Exercise: A word-for-word restatement of the listing is the only acceptable answer.

-- Dataset follows --

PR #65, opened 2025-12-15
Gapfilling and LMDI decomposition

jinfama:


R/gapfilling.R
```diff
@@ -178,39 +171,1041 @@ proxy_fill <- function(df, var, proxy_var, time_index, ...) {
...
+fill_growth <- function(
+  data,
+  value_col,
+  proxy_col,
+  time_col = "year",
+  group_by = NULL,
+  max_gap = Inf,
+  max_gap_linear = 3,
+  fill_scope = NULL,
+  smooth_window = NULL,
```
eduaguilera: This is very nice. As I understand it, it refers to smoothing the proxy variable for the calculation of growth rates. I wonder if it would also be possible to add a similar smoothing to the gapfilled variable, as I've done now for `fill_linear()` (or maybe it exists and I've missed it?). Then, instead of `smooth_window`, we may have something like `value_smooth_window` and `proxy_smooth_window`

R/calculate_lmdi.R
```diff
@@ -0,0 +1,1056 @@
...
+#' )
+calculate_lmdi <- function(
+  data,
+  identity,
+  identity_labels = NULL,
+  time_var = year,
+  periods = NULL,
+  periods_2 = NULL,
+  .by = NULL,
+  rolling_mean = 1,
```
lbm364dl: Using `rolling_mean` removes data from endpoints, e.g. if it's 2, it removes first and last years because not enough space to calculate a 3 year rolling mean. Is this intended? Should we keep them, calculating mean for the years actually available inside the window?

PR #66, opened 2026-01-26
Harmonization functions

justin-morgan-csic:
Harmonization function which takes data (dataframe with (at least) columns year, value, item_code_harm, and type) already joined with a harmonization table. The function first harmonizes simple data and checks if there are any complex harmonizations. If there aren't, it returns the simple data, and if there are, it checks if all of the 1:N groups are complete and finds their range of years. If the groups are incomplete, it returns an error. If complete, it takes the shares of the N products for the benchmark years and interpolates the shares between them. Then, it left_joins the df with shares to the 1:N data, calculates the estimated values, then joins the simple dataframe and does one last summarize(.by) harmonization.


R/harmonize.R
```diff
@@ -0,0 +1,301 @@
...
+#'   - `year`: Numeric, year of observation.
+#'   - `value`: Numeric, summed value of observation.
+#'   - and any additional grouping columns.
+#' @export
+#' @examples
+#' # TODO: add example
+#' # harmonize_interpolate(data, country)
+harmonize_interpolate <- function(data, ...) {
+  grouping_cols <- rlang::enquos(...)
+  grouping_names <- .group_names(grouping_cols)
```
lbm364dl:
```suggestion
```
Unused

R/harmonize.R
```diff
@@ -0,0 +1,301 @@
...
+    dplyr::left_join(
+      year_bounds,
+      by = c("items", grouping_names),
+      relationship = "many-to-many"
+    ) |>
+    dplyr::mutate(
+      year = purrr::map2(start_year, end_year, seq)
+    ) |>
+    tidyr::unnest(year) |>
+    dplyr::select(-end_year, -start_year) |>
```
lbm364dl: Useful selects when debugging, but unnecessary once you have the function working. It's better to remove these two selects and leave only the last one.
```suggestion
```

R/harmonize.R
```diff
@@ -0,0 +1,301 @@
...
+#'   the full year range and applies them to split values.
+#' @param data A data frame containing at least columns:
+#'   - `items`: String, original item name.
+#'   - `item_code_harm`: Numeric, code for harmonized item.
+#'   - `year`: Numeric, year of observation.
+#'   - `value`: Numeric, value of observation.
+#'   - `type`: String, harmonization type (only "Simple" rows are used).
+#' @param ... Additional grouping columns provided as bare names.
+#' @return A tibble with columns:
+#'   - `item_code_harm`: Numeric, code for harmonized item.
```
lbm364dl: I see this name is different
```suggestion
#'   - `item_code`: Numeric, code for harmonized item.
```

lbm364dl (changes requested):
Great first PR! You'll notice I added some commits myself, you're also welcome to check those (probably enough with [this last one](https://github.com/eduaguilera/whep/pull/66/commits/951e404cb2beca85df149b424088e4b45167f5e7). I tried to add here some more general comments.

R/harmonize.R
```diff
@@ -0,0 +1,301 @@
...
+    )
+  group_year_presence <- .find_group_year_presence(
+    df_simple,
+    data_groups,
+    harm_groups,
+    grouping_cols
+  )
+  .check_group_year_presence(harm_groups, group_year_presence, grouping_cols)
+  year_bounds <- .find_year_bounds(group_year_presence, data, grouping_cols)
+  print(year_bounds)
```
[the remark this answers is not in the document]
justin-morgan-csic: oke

-- Dataset concluded --

Answer:
PR #65, opened 2025-12-15
Gapfilling and LMDI decomposition

jinfama:


R/gapfilling.R
```diff
@@ -178,39 +171,1041 @@ proxy_fill <- function(df, var, proxy_var, time_index, ...) {
...
+fill_growth <- function(
+  data,
+  value_col,
+  proxy_col,
+  time_col = "year",
+  group_by = NULL,
+  max_gap = Inf,
+  max_gap_linear = 3,
+  fill_scope = NULL,
+  smooth_window = NULL,
```
eduaguilera: This is very nice. As I understand it, it refers to smoothing the proxy variable for the calculation of growth rates. I wonder if it would also be possible to add a similar smoothing to the gapfilled variable, as I've done now for `fill_linear()` (or maybe it exists and I've missed it?). Then, instead of `smooth_window`, we may have something like `value_smooth_window` and `proxy_smooth_window`

R/calculate_lmdi.R
```diff
@@ -0,0 +1,1056 @@
...
+#' )
+calculate_lmdi <- function(
+  data,
+  identity,
+  identity_labels = NULL,
+  time_var = year,
+  periods = NULL,
+  periods_2 = NULL,
+  .by = NULL,
+  rolling_mean = 1,
```
lbm364dl: Using `rolling_mean` removes data from endpoints, e.g. if it's 2, it removes first and last years because not enough space to calculate a 3 year rolling mean. Is this intended? Should we keep them, calculating mean for the years actually available inside the window?

PR #66, opened 2026-01-26
Harmonization functions

justin-morgan-csic:
Harmonization function which takes data (dataframe with (at least) columns year, value, item_code_harm, and type) already joined with a harmonization table. The function first harmonizes simple data and checks if there are any complex harmonizations. If there aren't, it returns the simple data, and if there are, it checks if all of the 1:N groups are complete and finds their range of years. If the groups are incomplete, it returns an error. If complete, it takes the shares of the N products for the benchmark years and interpolates the shares between them. Then, it left_joins the df with shares to the 1:N data, calculates the estimated values, then joins the simple dataframe and does one last summarize(.by) harmonization.


R/harmonize.R
```diff
@@ -0,0 +1,301 @@
...
+#'   - `year`: Numeric, year of observation.
+#'   - `value`: Numeric, summed value of observation.
+#'   - and any additional grouping columns.
+#' @export
+#' @examples
+#' # TODO: add example
+#' # harmonize_interpolate(data, country)
+harmonize_interpolate <- function(data, ...) {
+  grouping_cols <- rlang::enquos(...)
+  grouping_names <- .group_names(grouping_cols)
```
lbm364dl:
```suggestion
```
Unused

R/harmonize.R
```diff
@@ -0,0 +1,301 @@
...
+    dplyr::left_join(
+      year_bounds,
+      by = c("items", grouping_names),
+      relationship = "many-to-many"
+    ) |>
+    dplyr::mutate(
+      year = purrr::map2(start_year, end_year, seq)
+    ) |>
+    tidyr::unnest(year) |>
+    dplyr::select(-end_year, -start_year) |>
```
lbm364dl: Useful selects when debugging, but unnecessary once you have the function working. It's better to remove these two selects and leave only the last one.
```suggestion
```

R/harmonize.R
```diff
@@ -0,0 +1,301 @@
...
+#'   the full year range and applies them to split values.
+#' @param data A data frame containing at least columns:
+#'   - `items`: String, original item name.
+#'   - `item_code_harm`: Numeric, code for harmonized item.
+#'   - `year`: Numeric, year of observation.
+#'   - `value`: Numeric, value of observation.
+#'   - `type`: String, harmonization type (only "Simple" rows are used).
+#' @param ... Additional grouping columns provided as bare names.
+#' @return A tibble with columns:
+#'   - `item_code_harm`: Numeric, code for harmonized item.
```
lbm364dl: I see this name is different
```suggestion
#'   - `item_code`: Numeric, code for harmonized item.
```

lbm364dl (changes requested):
Great first PR! You'll notice I added some commits myself, you're also welcome to check those (probably enough with [this last one](https://github.com/eduaguilera/whep/pull/66/commits/951e404cb2beca85df149b424088e4b45167f5e7). I tried to add here some more general comments.

R/harmonize.R
```diff
@@ -0,0 +1,301 @@
...
+    )
+  group_year_presence <- .find_group_year_presence(
+    df_simple,
+    data_groups,
+    harm_groups,
+    grouping_cols
+  )
+  .check_group_year_presence(harm_groups, group_year_presence, grouping_cols)
+  year_bounds <- .find_year_bounds(group_year_presence, data, grouping_cols)
+  print(year_bounds)
```
[the remark this answers is not in the document]
justin-morgan-csic: oke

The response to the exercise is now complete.